Source records

= = = = =

PR #3, opened 2018-01-24
The Epstein Civil violence model was modified to include sliders and …

Zazo100:
We modified the Epstein Civil Violence example to include sliders and result within the visual environment. 
Secondly we fixed a small mistake where the cop vision variable was always set to 1 in the code.
Lastly we slightly changed the portrayal of the 'cops' so they are easier to distinguish

This was done as part of the course 'Agent-Based Modeling' at the 'University of Amsterdam' (UvA).

Thank you for this basis code (and Mesa in general), for our project we shall implement some automatic variation in cops density and Legitimacy and see how this affects the outputs. But this is no longer part of the Epstein example.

= = = = =

### WHAT THE TASK ASKS:
For each line above that carries the word "example", copy it out.

### ANSWER BOX:
We modified the Epstein Civil Violence example to include sliders and result within the visual environment. 
Thank you for this basis code (and Mesa in general), for our project we shall implement some automatic variation in cops density and Legitimacy and see how this affects the outputs. But this is no longer part of the Epstein example.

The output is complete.